SOURCE DATA ▸
PR #972, opened 2024-05-22
Mrc 5286 Add input choropleth in

M-Kusumgar:
## Description

Basically started again and copied and pasted bits of code into this new local branch. It's been a while so I've forgotten all the different considerations I was making at the time but I think this works.

Main changes:
* pass the plot prop everywhere, just to make the choropleth more generic
* fixed some typescript issues
* extracted all the filtering out in its own file, i have a filterData function that hopefully will replace all the repeated bits of logic but perhaps we leave that extraction to another PR
* small simplification of the update scale composable

### DIFF
--- a/src/app/static/src/app/components/plots/choropleth/Choropleth.vue
+++ b/src/app/static/src/app/components/plots/choropleth/Choropleth.vue
@@ -13,7 +13,8 @@
                 <reset-map @reset-view="updateBounds"></reset-map>
                 <map-legend :indicator-metadata="indicatorMetadata"
                             :scale-levels="scaleLevels"
-                            :selected-scale="selectedScale!"></map-legend>
+                            :selected-scale="selectedScale!"
+                            :plot="plot"></map-legend>
             </template>
         </l-map>
     </div>
@@ -21,7 +22,7 @@
 </template>
 
 <script setup lang="ts">
-import {computed, onMounted, ref, watch} from "vue";
+import {PropType, computed, onMounted, ref, toRefs, watch, defineProps} from "vue";
 import {useStore} from "vuex";
 import {RootState} from "../../../root";
 import { LMap, LGeoJson } from "@vue-leaflet/vue-leaflet";
@@ -42,15 +43,24 @@ import { ScaleSettings } from "../../../store/plotState/plotState";
 import {useChoroplethTooltips} from "./useChoroplethTooltips";
 import {getFeatureData} from "./utils";
 import MapEmptyFeature from "../MapEmptyFeature.vue";
+import { PlotName } from "../../../store/plotSelections/plotSelections";
+
+const props = defineProps({
+    plot: {
+        type: String as PropType<PlotName>,
+        required: true
+    }
+});
+const { plot } = toRefs(props);
 
 const store = useStore<RootState>();
-const plotData = computed(() => store.state.plotData.choropleth as CalibrateDataResponse["data"]);
+const plotData = computed(() => store.state.plotData[plot.value] as CalibrateDataResponse["data"]);
 
 const selectedIndicator = computed<string>(() => {
-    return store.state.plotSelections.choropleth.filters.find(f => f.stateFilterId === "indicator")!.selection[0].id
+    return store.state.plotSelections[plot.value].filters.find(f => f.stateFilterId === "indicator")!.selection[0].id
 });
 const indicatorMetadata = computed<ChoroplethIndicatorMetadata>(() => {
-    return getIndicatorMetadata(store, "choropleth", selectedIndicator.value)
+    return getIndicatorMetadata(store, plot.value, selectedIndicator.value)
 });
 const colourRange = ref<NumericRange | null>(null);
 const scaleLevels = ref<ScaleLevels[]>([]);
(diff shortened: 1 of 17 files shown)


src/app/static/src/app/components/plots/utils.ts
```diff
@@ -161,6 +162,8 @@ export const formatOutput = function (value: number | string, format: string, sc
 };
 
 const getPlotDataForIndicator = (indicatorMetadata: ChoroplethIndicatorMetadata, plotData: CalibrateDataResponse["data"]) => {
+    // if plotData doesn't have indicator key then we don't filter by it
+    if (!plotData?.at(0)?.hasOwnProperty("indicator")) return plotData;
```
r-ash, line 166: When do we not have an indicator?

src/app/static/src/app/components/plots/choropleth/Choropleth.vue
```diff
@@ -146,7 +156,7 @@ const getStyle = (feature: Feature) => {
 }
 
 const emptyFeature = computed(() => {
-    return selectedAreaIds.value.length == 0
+    return plotData.value.length === 0
```
r-ash, line 159: I think this change has broken the boundary changes. You can recreate if you
1. Open the plot, set the detail level to something lower than country e.g. district
2. Update the area to exclude Northern -> no boundary update
3. Update the areas to include Northern -> boundary update to box containing just central and southern districts

If this is "selectedAreaIds" then should update correctly

src/app/static/src/app/store/metadata/actions.ts
```diff
@@ -23,18 +25,21 @@ export const actions: ActionTree<MetadataState, RootState> & MetadataActions = {
...
         }
         if (!sap.programError && sap.program) {
-            fileTypes.push(FileType.Programme)
+            fileTypes.push(FileType.Programme);
+            addAreaLevelsToSAPData(rootState, "program", commit);
         }
         if (!sap.surveyError && sap.survey) {
-            fileTypes.push(FileType.Survey)
+            fileTypes.push(FileType.Survey);
+            addAreaLevelsToSAPData(rootState, "survey", commit);
```
r-ash, line 42: Do we have to worry at all about how much we're saving into local storage here? Or is that not a problem?

src/app/static/src/app/store/plotData/filter.ts
```diff
@@ -0,0 +1,215 @@
...
+import { InputTimeSeriesKey } from "./plotData";
+import { Dict } from "@reside-ic/vue-next-dynamic-form";
+import { SurveyAndProgramState } from "../surveyAndProgram/surveyAndProgram";
+
+type FilteredDataContext = {
+    commit: Commit,
+    rootState: RootState
+}
+
+export const getOutputFilteredData = async (plot: OutputPlotName, selections: PlotSelectionUpdate["selections"]["filters"], context: FilteredDataContext) => {
```
r-ash, line 20: Great to have this all in one place

r-ash (changes requested):
This looks great, one change requested with the map boundary updating. We should be probably get the default metadata updated too to closer match what we have in current production. But we can do that down the line

src/app/static/src/app/components/plots/utils.ts
M-Kusumgar: survey data has indicators but art and anc data in the inputs does not have indicator

src/app/static/src/app/store/metadata/actions.ts
M-Kusumgar: this just replaces them in state, so we should be using basically the same amount of memory right?

src/app/static/src/app/components/plots/choropleth/Choropleth.vue
M-Kusumgar: this is a big problem actually, have been messing around with it, this should really be based off `plotData` and not `selectedAreaIds` because:
* currently if you select area level as "Country" and selected area as "Northern" there is no empty map feature which is not the behaviour on production
* since ART data (at least for `MWI_demo`) is only for "District + Metro" area level, there will be `selectedAreaIds` when you are on area level "Country" but there is no plot data so you again dont see an empty map feature but have an empty map

I think the issue is because `plotData` is being fetched so is an async action, but so is the debounced `updateBounds` theres 2 levels of async here and something is basically going wrong with the debounced function, at least that is my working theory

I have reverted this to `selectedAreaIds` for now but we have broken empty map cases we should fix!

r-ash: Good spot, thanks, I've made a ticket here https://mrc-ide.myjetbrains.com/youtrack/issue/mrc-5427/Fix-issues-with-no-empty-data-message-showing

src/app/static/src/app/components/plots/utils.ts
r-ash: Oh yep sorry being little slow here.

src/app/static/src/app/store/metadata/actions.ts
r-ash: Oh sorry, I wasn't looking at this properly. Was thinking this was writing area hierarchy into the data for each of these. But that isn't the case.

r-ash (approved):
Looks excellent! Thanks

ABOUT THIS TASK ▸ Return exactly the lines that run from the top of the listing above to the line containing "const selectedIndicator = computed<string>(()", please, keeping both end lines and leaving out everything else.

RESPONSE ▸
PR #972, opened 2024-05-22
Mrc 5286 Add input choropleth in

M-Kusumgar:
## Description

Basically started again and copied and pasted bits of code into this new local branch. It's been a while so I've forgotten all the different considerations I was making at the time but I think this works.

Main changes:
* pass the plot prop everywhere, just to make the choropleth more generic
* fixed some typescript issues
* extracted all the filtering out in its own file, i have a filterData function that hopefully will replace all the repeated bits of logic but perhaps we leave that extraction to another PR
* small simplification of the update scale composable

### DIFF
--- a/src/app/static/src/app/components/plots/choropleth/Choropleth.vue
+++ b/src/app/static/src/app/components/plots/choropleth/Choropleth.vue
@@ -13,7 +13,8 @@
                 <reset-map @reset-view="updateBounds"></reset-map>
                 <map-legend :indicator-metadata="indicatorMetadata"
                             :scale-levels="scaleLevels"
-                            :selected-scale="selectedScale!"></map-legend>
+                            :selected-scale="selectedScale!"
+                            :plot="plot"></map-legend>
             </template>
         </l-map>
     </div>
@@ -21,7 +22,7 @@
 </template>
 
 <script setup lang="ts">
-import {computed, onMounted, ref, watch} from "vue";
+import {PropType, computed, onMounted, ref, toRefs, watch, defineProps} from "vue";
 import {useStore} from "vuex";
 import {RootState} from "../../../root";
 import { LMap, LGeoJson } from "@vue-leaflet/vue-leaflet";
@@ -42,15 +43,24 @@ import { ScaleSettings } from "../../../store/plotState/plotState";
 import {useChoroplethTooltips} from "./useChoroplethTooltips";
 import {getFeatureData} from "./utils";
 import MapEmptyFeature from "../MapEmptyFeature.vue";
+import { PlotName } from "../../../store/plotSelections/plotSelections";
+
+const props = defineProps({
+    plot: {
+        type: String as PropType<PlotName>,
+        required: true
+    }
+});
+const { plot } = toRefs(props);
 
 const store = useStore<RootState>();
-const plotData = computed(() => store.state.plotData.choropleth as CalibrateDataResponse["data"]);
+const plotData = computed(() => store.state.plotData[plot.value] as CalibrateDataResponse["data"]);
 
 const selectedIndicator = computed<string>(() => {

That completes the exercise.